_Activity_: For the entries below, print exactly the lines between the line holding "JsonWebKeySerializer and JsonWebKeySetSerializer" and the line holding "JsonWebKeyTests were modified", inclusive, and nothing else.

_Given data_:

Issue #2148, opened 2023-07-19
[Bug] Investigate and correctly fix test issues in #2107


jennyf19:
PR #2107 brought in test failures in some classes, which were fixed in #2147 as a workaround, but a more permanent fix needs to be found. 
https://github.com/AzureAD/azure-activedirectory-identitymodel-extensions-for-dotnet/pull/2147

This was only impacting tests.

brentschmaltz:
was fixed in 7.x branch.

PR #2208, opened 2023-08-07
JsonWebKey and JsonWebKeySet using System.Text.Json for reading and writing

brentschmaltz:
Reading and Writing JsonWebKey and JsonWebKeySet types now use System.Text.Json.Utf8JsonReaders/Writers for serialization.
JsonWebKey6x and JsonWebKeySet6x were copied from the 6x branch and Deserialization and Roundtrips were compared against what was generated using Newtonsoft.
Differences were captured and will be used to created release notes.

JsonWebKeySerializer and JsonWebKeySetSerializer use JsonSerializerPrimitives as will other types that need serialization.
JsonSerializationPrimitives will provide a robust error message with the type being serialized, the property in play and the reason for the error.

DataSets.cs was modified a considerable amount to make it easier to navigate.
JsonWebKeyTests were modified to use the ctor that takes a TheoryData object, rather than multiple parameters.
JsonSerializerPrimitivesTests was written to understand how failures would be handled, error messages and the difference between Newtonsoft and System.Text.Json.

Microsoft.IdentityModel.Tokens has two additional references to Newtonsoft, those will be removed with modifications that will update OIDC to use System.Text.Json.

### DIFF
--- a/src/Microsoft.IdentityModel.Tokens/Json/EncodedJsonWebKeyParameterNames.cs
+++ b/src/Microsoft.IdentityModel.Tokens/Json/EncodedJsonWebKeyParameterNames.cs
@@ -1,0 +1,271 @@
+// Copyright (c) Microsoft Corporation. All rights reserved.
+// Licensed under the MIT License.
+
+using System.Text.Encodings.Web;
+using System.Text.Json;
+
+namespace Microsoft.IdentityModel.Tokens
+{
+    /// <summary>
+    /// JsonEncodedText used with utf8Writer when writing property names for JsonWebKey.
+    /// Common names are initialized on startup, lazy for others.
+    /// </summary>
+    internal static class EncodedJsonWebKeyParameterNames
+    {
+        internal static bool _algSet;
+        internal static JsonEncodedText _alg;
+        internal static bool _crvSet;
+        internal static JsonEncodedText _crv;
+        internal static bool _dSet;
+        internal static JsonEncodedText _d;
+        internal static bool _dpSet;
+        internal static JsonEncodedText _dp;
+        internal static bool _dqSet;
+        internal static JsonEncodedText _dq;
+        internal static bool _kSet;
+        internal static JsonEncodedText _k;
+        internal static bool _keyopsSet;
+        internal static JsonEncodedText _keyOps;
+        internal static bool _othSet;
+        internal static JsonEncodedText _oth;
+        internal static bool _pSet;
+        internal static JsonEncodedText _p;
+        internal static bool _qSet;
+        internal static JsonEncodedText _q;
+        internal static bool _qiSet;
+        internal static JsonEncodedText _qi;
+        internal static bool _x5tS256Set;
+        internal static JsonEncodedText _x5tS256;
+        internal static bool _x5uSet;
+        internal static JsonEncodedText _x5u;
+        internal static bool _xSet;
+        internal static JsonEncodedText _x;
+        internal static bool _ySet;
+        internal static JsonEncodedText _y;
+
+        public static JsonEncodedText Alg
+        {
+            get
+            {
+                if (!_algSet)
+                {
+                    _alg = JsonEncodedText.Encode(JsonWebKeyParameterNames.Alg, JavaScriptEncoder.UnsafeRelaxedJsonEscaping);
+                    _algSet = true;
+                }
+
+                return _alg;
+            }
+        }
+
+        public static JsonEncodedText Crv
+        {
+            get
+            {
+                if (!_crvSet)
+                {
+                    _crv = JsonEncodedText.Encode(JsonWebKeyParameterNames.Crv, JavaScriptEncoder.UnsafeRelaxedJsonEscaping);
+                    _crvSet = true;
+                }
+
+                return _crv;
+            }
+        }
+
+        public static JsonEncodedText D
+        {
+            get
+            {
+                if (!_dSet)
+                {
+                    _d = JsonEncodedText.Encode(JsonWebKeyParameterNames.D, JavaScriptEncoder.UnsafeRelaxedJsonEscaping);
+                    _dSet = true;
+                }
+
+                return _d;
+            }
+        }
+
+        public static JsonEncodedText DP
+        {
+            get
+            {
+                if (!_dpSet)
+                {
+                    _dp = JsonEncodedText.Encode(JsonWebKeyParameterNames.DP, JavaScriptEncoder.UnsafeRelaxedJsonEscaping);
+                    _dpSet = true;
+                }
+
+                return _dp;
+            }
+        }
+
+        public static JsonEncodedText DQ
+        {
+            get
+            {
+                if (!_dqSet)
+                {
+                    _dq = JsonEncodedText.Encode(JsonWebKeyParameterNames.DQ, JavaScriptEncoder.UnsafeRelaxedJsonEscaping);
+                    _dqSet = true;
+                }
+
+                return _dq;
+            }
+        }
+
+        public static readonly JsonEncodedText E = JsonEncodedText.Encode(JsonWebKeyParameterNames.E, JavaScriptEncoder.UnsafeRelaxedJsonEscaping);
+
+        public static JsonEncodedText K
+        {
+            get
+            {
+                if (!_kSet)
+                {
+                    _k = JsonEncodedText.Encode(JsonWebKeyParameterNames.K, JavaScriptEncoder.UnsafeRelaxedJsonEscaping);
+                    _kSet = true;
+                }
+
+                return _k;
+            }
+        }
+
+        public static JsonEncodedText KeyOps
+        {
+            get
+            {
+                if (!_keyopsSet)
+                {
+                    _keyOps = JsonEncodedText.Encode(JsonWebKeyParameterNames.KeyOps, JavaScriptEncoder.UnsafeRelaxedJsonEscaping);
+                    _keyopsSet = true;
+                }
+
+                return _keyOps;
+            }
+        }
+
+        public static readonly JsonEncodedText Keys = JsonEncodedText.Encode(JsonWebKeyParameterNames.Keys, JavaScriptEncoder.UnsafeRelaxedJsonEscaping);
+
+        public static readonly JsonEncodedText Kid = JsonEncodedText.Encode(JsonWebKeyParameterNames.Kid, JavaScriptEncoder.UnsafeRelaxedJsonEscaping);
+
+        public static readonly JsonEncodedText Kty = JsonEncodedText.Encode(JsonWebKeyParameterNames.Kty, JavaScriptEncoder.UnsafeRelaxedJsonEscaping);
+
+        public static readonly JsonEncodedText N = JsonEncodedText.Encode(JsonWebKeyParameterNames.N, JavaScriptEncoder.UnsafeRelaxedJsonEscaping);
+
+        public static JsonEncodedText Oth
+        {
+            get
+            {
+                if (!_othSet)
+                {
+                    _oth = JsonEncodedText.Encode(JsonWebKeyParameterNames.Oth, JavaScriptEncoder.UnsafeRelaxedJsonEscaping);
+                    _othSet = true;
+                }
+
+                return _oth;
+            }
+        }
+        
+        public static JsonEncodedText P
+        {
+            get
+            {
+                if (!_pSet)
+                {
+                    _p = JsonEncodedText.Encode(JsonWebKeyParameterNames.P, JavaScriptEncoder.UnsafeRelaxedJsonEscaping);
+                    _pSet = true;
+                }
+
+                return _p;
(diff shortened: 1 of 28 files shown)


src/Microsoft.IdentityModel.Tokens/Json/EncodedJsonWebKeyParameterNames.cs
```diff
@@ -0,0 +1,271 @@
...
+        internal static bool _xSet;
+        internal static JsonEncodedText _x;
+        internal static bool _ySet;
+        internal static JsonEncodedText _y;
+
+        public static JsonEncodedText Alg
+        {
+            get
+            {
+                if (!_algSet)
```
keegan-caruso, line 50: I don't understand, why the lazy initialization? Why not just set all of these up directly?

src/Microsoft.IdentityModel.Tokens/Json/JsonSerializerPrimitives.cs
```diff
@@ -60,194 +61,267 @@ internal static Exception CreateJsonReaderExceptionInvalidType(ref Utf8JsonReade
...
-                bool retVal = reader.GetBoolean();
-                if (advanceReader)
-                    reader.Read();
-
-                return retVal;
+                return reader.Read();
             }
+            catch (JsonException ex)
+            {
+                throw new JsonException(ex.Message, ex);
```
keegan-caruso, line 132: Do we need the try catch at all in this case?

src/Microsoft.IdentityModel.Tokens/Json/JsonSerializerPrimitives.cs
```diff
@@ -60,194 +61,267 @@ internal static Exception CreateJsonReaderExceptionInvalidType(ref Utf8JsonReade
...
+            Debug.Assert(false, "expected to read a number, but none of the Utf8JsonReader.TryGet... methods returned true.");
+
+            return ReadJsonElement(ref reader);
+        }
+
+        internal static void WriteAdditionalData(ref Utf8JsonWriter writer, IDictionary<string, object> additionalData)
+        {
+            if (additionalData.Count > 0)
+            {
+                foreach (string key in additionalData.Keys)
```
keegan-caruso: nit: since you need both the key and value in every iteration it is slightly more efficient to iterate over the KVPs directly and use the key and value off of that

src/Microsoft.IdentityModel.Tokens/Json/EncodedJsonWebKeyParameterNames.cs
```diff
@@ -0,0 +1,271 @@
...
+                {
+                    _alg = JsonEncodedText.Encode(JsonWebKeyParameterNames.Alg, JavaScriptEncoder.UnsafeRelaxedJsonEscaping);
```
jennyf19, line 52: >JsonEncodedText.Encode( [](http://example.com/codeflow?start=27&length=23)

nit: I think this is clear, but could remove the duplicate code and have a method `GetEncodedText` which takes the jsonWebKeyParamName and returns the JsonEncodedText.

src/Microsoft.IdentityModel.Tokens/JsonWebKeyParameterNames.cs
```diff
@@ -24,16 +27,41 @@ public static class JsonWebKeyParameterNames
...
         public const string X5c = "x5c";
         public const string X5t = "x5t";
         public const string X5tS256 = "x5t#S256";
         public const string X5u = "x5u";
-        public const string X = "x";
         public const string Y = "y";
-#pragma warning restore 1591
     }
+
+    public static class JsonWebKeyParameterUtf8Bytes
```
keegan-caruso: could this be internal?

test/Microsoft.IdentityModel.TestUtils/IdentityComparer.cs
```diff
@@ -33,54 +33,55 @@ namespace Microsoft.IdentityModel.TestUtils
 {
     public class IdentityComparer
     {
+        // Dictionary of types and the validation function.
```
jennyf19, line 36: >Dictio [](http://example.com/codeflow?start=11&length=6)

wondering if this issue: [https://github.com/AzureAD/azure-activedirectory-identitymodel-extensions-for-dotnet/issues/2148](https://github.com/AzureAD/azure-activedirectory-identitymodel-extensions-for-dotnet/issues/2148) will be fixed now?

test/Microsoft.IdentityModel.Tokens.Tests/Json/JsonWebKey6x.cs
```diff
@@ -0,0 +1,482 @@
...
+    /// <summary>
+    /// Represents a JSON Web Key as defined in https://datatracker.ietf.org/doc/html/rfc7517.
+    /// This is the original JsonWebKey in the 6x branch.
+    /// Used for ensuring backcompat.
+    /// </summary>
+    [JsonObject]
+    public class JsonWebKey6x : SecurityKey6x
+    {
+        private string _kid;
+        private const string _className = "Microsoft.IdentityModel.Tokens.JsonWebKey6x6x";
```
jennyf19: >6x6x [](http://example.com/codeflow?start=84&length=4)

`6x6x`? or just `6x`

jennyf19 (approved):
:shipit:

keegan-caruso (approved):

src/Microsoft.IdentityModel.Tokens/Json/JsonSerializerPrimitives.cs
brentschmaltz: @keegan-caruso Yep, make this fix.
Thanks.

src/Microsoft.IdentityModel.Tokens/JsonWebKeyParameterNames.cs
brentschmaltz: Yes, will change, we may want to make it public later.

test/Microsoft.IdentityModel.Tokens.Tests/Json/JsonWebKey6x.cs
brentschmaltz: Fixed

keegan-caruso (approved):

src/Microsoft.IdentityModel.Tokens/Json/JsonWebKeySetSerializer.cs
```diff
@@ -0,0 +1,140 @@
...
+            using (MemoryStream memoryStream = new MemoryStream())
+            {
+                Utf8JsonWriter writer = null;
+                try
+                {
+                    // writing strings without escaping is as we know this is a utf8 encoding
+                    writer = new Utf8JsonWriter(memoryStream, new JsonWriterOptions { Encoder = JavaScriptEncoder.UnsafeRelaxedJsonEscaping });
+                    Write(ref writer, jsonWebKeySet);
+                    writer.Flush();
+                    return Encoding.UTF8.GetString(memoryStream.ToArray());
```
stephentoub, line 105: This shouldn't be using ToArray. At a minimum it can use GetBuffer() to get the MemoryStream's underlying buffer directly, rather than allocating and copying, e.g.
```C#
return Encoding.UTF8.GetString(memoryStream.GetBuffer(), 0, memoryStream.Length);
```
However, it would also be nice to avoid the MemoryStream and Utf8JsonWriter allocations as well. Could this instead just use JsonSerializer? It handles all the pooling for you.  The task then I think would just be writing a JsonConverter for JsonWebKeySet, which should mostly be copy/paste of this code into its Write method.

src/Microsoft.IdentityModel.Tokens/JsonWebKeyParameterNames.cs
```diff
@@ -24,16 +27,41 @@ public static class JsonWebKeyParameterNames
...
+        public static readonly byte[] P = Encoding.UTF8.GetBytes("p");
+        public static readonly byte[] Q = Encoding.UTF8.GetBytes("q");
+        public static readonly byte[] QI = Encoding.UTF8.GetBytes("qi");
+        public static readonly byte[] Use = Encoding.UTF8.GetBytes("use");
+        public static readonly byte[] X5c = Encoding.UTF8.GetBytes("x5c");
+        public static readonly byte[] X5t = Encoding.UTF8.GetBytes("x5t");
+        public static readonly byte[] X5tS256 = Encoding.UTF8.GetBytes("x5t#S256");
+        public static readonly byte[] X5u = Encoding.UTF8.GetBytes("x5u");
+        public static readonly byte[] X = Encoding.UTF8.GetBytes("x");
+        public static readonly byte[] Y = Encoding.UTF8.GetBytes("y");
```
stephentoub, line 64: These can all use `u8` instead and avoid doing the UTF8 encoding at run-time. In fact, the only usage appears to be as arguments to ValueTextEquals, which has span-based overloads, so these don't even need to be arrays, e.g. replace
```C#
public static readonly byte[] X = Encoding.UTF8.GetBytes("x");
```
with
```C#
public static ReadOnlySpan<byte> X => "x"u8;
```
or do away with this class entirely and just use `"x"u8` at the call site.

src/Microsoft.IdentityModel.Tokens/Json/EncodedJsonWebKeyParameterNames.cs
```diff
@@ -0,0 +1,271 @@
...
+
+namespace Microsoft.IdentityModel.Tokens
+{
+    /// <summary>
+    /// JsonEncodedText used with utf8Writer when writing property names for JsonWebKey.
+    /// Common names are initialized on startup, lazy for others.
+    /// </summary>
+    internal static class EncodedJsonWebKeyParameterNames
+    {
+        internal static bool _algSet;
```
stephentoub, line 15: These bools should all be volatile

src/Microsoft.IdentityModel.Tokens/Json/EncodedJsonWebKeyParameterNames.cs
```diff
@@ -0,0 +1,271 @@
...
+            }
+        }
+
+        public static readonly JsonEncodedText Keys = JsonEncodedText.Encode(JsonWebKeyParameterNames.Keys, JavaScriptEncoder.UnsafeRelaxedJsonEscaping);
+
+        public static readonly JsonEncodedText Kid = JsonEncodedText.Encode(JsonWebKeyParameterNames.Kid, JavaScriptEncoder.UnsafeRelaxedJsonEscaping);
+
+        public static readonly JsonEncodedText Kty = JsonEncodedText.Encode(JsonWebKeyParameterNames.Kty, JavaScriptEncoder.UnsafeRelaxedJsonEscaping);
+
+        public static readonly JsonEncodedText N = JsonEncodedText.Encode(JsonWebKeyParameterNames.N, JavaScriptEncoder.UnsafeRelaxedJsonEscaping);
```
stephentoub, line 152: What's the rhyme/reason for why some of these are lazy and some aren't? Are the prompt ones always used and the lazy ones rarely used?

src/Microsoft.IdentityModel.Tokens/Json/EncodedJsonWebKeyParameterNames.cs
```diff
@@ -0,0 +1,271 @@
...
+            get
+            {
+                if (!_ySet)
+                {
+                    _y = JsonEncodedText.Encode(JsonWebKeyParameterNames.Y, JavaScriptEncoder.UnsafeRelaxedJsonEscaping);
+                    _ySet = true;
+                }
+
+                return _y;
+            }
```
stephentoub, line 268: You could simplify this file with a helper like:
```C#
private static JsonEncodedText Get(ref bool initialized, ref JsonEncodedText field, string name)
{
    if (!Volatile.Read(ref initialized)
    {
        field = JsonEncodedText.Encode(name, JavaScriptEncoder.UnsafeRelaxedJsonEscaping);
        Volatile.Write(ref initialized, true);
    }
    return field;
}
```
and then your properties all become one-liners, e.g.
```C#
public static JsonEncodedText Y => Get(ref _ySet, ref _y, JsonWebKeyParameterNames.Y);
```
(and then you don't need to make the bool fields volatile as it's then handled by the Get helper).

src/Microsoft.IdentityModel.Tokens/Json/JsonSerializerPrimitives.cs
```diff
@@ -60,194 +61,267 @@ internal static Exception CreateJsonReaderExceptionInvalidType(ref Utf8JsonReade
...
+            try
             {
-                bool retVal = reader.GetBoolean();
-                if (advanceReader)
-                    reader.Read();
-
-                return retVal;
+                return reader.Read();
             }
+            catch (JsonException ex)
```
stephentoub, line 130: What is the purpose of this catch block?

_Solution to the exercise_:
JsonWebKeySerializer and JsonWebKeySetSerializer use JsonSerializerPrimitives as will other types that need serialization.
JsonSerializationPrimitives will provide a robust error message with the type being serialized, the property in play and the reason for the error.

DataSets.cs was modified a considerable amount to make it easier to navigate.
JsonWebKeyTests were modified to use the ctor that takes a TheoryData object, rather than multiple parameters.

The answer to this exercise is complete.